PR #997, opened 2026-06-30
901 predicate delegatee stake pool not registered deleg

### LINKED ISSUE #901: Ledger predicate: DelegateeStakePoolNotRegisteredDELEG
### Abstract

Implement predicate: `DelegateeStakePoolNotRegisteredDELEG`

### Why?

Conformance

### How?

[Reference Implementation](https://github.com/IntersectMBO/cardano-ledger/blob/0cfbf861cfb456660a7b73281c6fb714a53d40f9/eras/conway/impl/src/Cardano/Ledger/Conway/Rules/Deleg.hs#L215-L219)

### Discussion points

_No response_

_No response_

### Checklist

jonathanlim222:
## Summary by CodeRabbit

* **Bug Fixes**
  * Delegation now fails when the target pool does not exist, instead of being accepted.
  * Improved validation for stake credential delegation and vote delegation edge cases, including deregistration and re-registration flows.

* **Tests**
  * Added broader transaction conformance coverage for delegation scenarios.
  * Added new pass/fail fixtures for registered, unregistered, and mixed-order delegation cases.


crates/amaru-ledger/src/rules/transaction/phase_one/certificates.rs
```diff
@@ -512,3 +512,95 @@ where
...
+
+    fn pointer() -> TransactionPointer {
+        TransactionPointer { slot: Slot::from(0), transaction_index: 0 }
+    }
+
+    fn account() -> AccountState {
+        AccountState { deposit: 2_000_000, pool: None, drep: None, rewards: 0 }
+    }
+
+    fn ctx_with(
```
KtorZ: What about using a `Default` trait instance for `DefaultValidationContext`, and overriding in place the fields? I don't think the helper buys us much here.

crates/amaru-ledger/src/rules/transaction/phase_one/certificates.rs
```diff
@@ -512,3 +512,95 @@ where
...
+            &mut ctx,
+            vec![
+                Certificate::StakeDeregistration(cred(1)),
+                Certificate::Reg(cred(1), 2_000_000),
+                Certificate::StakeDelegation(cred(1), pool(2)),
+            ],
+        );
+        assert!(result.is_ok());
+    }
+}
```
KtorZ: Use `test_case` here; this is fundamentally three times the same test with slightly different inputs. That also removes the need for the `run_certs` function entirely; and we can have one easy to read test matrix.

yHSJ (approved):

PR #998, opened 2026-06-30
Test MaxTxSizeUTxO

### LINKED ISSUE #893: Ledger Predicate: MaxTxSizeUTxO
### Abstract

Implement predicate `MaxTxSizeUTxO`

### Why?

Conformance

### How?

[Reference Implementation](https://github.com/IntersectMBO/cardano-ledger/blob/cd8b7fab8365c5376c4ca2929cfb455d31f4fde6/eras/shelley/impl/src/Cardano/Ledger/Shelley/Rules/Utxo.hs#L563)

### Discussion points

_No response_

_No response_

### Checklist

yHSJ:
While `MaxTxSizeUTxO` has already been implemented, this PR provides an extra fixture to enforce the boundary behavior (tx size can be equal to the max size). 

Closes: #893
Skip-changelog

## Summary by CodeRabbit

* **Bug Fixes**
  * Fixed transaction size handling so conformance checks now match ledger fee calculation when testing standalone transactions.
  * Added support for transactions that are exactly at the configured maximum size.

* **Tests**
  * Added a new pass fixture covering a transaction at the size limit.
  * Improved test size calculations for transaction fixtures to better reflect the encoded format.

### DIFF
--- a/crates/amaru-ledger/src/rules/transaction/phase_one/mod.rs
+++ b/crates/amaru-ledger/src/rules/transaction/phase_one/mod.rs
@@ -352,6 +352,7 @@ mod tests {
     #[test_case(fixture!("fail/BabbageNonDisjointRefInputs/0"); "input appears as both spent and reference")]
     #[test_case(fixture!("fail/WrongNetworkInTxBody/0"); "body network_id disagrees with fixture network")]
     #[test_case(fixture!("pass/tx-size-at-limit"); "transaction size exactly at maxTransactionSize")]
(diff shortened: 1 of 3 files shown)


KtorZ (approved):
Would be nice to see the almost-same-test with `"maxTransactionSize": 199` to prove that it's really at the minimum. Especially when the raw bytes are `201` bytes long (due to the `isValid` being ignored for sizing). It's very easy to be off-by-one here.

============================================================

Task statement
Using the entries above, work out how many lines include the word "fixtures", and give only that count.

Result below
2